**INPUT**
::::::::::
PR #309, opened 2020-03-19
POS currency persistence

erdemyerebasmaz:
This PR addresses [POS-45](https://breeztech.atlassian.net/browse/POS-45).

Selected currency now persist :
- between user and pos mode,
- and after restarts*

*: Unless the app fails to retrieve exchange rates, which in that case the UI renders with BTC. 

If the user does not change to another currency at this point, the stored value for selected currency does not change. Meaning, restarting the app again and getting exchange rates without an error would display the selected currency.

### DIFF
--- a/lib/bloc/account/account_bloc.dart
+++ b/lib/bloc/account/account_bloc.dart
@@ -401,12 +401,10 @@ class AccountBloc {
       _currentUser = user;
       log.info("account: got new user $user");
       //convert currency.
-      _accountController
-          .add(_accountController.value.copyWith(currency: user.currency));
-      _accountController.add(
-          _accountController.value.copyWith(fiatShortName: user.fiatCurrency));
-      _accountController.add(
-          _accountController.value.copyWith(posCurrencyShortName: user.posCurrencyShortName));
+      _accountController.add(_accountController.value.copyWith(
+          currency: user.currency,
+          fiatShortName: user.fiatCurrency,
+          posCurrencyShortName: user.posCurrencyShortName));
       var updatedPayments = _paymentsController.value.copyWith(
         nonFilteredItems: _paymentsController.value.nonFilteredItems
             .map((p) => p.copyWith(_accountController.value))
--- a/lib/bloc/account/account_bloc.dart
+++ b/lib/bloc/account/account_bloc.dart
@@ -62,9 +62,6 @@ class AccountBloc {
   Sink<AccountSettings> get accountSettingsSink =>
       _accountSettingsController.sink;
 
-  final _posCurrencyController = BehaviorSubject<String>();
-  Sink<String> get posCurrencySink => _posCurrencyController.sink;
-
   final _routingNodeConnectionController = BehaviorSubject<bool>();
   Stream<bool> get routingNodeConnectionStream =>
       _routingNodeConnectionController.stream;
@@ -160,7 +157,6 @@ class AccountBloc {
       //listen streams
       _listenAccountActions();
       _hanleAccountSettings();
-      _listenPosCurrencyChanges();
       _listenUserChanges(userProfileStream);
       _listenFilterChanges();
       _listenAccountChanges();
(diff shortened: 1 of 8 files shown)


lib/bloc/account/account_model.dart
```diff
@@ -218,6 +224,8 @@ class AccountModel {
       (f) => f.currencyData.shortName == _fiatShortName,
       orElse: () => null);
   List<FiatConversion> get fiatConversionList => _fiatConversionList;
+  String get posCurrencyShortName => _posCurrencyShortName;
+  CurrencyWrapper get posCurrency => CurrencyWrapper.fromShortName(_posCurrencyShortName, this);
```
roeierez: The CurrencyWrapper is still a UI element, we can't use it in the bloc.
Later when the pos stabilizes I think we should create a unified interface for btc currencies and fiat currencies.

lib/bloc/user_profile/user_profile_bloc.dart
```diff
@@ -329,6 +333,14 @@ class UserProfileBloc {
     });
   }
 
+  _listenPosCurrencyChanges(ServiceInjector injector) {
```
roeierez: Instead of introducing another sink, isn't it better to use an AsyncAction?

lib/routes/charge/pos_invoice.dart
```diff
@@ -72,11 +73,22 @@ class POSInvoiceState extends State<POSInvoice> with TickerProviderStateMixin {
...
+        currentCurrency = acc.posCurrency;
+      });
+      FetchRates fetchRatesAction = FetchRates();
+      accountBloc.userActionsSink.add(fetchRatesAction);
+      fetchRatesAction.future.catchError((err) {
+        if (this.mounted) {
+          UserProfileBloc userProfileBloc =
+              AppBlocsProvider.of<UserProfileBloc>(context);
+          setState(() {
+            userProfileBloc.posCurrencySink.add("BTC");
```
roeierez: Why do we need this? We don't need to manipulate the user choice. If we failed to retrieve the rates, let's just render the default (BTC? Sats?).

lib/routes/charge/pos_invoice.dart
```diff
@@ -843,21 +859,19 @@ class POSInvoiceState extends State<POSInvoice> with TickerProviderStateMixin {
...
-      if (flipFiat) {
-        _useFiat = !_useFiat;
-      }
+      CurrencyWrapper currency =
+          CurrencyWrapper.fromShortName(value, accountModel);
       _clearAmounts(currentSale);
 
-      if (currency != null) {
-        userProfileBloc.currencySink.add(currency);
+      if (currency.btc != null) {
```
roeierez: btc property is exposed by mistake, we shouldn't expose it. Use "isFiat" instead.

lib/bloc/account/account_bloc.dart
```diff
@@ -405,6 +405,8 @@ class AccountBloc {
           .add(_accountController.value.copyWith(currency: user.currency));
       _accountController.add(
           _accountController.value.copyWith(fiatShortName: user.fiatCurrency));
+      _accountController.add(
```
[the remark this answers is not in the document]
erdemyerebasmaz: [Done](https://github.com/breez/breezmobile/pull/309/commits/a3cd0f93859005687c142dabbde340afc6a8b879)

lib/bloc/account/account_model.dart
erdemyerebasmaz: [Done](https://github.com/breez/breezmobile/pull/309/commits/c421d202e4f3bf9da390a0f2adea75cd720eadfa)
I agree.

lib/routes/charge/pos_invoice.dart
erdemyerebasmaz: [Done](https://github.com/breez/breezmobile/pull/309/commits/2634aa19b1891d79709f56eaff5292aeea591d8f)

lib/routes/charge/pos_invoice.dart
erdemyerebasmaz: [Done](https://github.com/breez/breezmobile/pull/309/commits/e7b2dfd7680ea9b850ed03f26e753a42e3a37c28)

lib/bloc/user_profile/user_profile_bloc.dart
erdemyerebasmaz: [Done](https://github.com/breez/breezmobile/pull/309/commits/a01c04f3e980c13d1ddf5ae97b9f99fd76f70c13)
::::::::::
**HOW TO COMPLETE THIS TASK**
Each record above should be retyped in full, exactly as shown.

**SOLUTION**
PR #309, opened 2020-03-19
POS currency persistence

erdemyerebasmaz:
This PR addresses [POS-45](https://breeztech.atlassian.net/browse/POS-45).

Selected currency now persist :
- between user and pos mode,
- and after restarts*

*: Unless the app fails to retrieve exchange rates, which in that case the UI renders with BTC. 

If the user does not change to another currency at this point, the stored value for selected currency does not change. Meaning, restarting the app again and getting exchange rates without an error would display the selected currency.

### DIFF
--- a/lib/bloc/account/account_bloc.dart
+++ b/lib/bloc/account/account_bloc.dart
@@ -401,12 +401,10 @@ class AccountBloc {
       _currentUser = user;
       log.info("account: got new user $user");
       //convert currency.
-      _accountController
-          .add(_accountController.value.copyWith(currency: user.currency));
-      _accountController.add(
-          _accountController.value.copyWith(fiatShortName: user.fiatCurrency));
-      _accountController.add(
-          _accountController.value.copyWith(posCurrencyShortName: user.posCurrencyShortName));
+      _accountController.add(_accountController.value.copyWith(
+          currency: user.currency,
+          fiatShortName: user.fiatCurrency,
+          posCurrencyShortName: user.posCurrencyShortName));
       var updatedPayments = _paymentsController.value.copyWith(
         nonFilteredItems: _paymentsController.value.nonFilteredItems
             .map((p) => p.copyWith(_accountController.value))
--- a/lib/bloc/account/account_bloc.dart
+++ b/lib/bloc/account/account_bloc.dart
@@ -62,9 +62,6 @@ class AccountBloc {
   Sink<AccountSettings> get accountSettingsSink =>
       _accountSettingsController.sink;
 
-  final _posCurrencyController = BehaviorSubject<String>();
-  Sink<String> get posCurrencySink => _posCurrencyController.sink;
-
   final _routingNodeConnectionController = BehaviorSubject<bool>();
   Stream<bool> get routingNodeConnectionStream =>
       _routingNodeConnectionController.stream;
@@ -160,7 +157,6 @@ class AccountBloc {
       //listen streams
       _listenAccountActions();
       _hanleAccountSettings();
-      _listenPosCurrencyChanges();
       _listenUserChanges(userProfileStream);
       _listenFilterChanges();
       _listenAccountChanges();
(diff shortened: 1 of 8 files shown)


lib/bloc/account/account_model.dart
```diff
@@ -218,6 +224,8 @@ class AccountModel {
       (f) => f.currencyData.shortName == _fiatShortName,
       orElse: () => null);
   List<FiatConversion> get fiatConversionList => _fiatConversionList;
+  String get posCurrencyShortName => _posCurrencyShortName;
+  CurrencyWrapper get posCurrency => CurrencyWrapper.fromShortName(_posCurrencyShortName, this);
```
roeierez: The CurrencyWrapper is still a UI element, we can't use it in the bloc.
Later when the pos stabilizes I think we should create a unified interface for btc currencies and fiat currencies.

lib/bloc/user_profile/user_profile_bloc.dart
```diff
@@ -329,6 +333,14 @@ class UserProfileBloc {
     });
   }
 
+  _listenPosCurrencyChanges(ServiceInjector injector) {
```
roeierez: Instead of introducing another sink, isn't it better to use an AsyncAction?

lib/routes/charge/pos_invoice.dart
```diff
@@ -72,11 +73,22 @@ class POSInvoiceState extends State<POSInvoice> with TickerProviderStateMixin {
...
+        currentCurrency = acc.posCurrency;
+      });
+      FetchRates fetchRatesAction = FetchRates();
+      accountBloc.userActionsSink.add(fetchRatesAction);
+      fetchRatesAction.future.catchError((err) {
+        if (this.mounted) {
+          UserProfileBloc userProfileBloc =
+              AppBlocsProvider.of<UserProfileBloc>(context);
+          setState(() {
+            userProfileBloc.posCurrencySink.add("BTC");
```
roeierez: Why do we need this? We don't need to manipulate the user choice. If we failed to retrieve the rates, let's just render the default (BTC? Sats?).

lib/routes/charge/pos_invoice.dart
```diff
@@ -843,21 +859,19 @@ class POSInvoiceState extends State<POSInvoice> with TickerProviderStateMixin {
...
-      if (flipFiat) {
-        _useFiat = !_useFiat;
-      }
+      CurrencyWrapper currency =
+          CurrencyWrapper.fromShortName(value, accountModel);
       _clearAmounts(currentSale);
 
-      if (currency != null) {
-        userProfileBloc.currencySink.add(currency);
+      if (currency.btc != null) {
```
roeierez: btc property is exposed by mistake, we shouldn't expose it. Use "isFiat" instead.

lib/bloc/account/account_bloc.dart
```diff
@@ -405,6 +405,8 @@ class AccountBloc {
           .add(_accountController.value.copyWith(currency: user.currency));
       _accountController.add(
           _accountController.value.copyWith(fiatShortName: user.fiatCurrency));
+      _accountController.add(
```
[the remark this answers is not in the document]
erdemyerebasmaz: [Done](https://github.com/breez/breezmobile/pull/309/commits/a3cd0f93859005687c142dabbde340afc6a8b879)

lib/bloc/account/account_model.dart
erdemyerebasmaz: [Done](https://github.com/breez/breezmobile/pull/309/commits/c421d202e4f3bf9da390a0f2adea75cd720eadfa)
I agree.

lib/routes/charge/pos_invoice.dart
erdemyerebasmaz: [Done](https://github.com/breez/breezmobile/pull/309/commits/2634aa19b1891d79709f56eaff5292aeea591d8f)

lib/routes/charge/pos_invoice.dart
erdemyerebasmaz: [Done](https://github.com/breez/breezmobile/pull/309/commits/e7b2dfd7680ea9b850ed03f26e753a42e3a37c28)

lib/bloc/user_profile/user_profile_bloc.dart
erdemyerebasmaz: [Done](https://github.com/breez/breezmobile/pull/309/commits/a01c04f3e980c13d1ddf5ae97b9f99fd76f70c13)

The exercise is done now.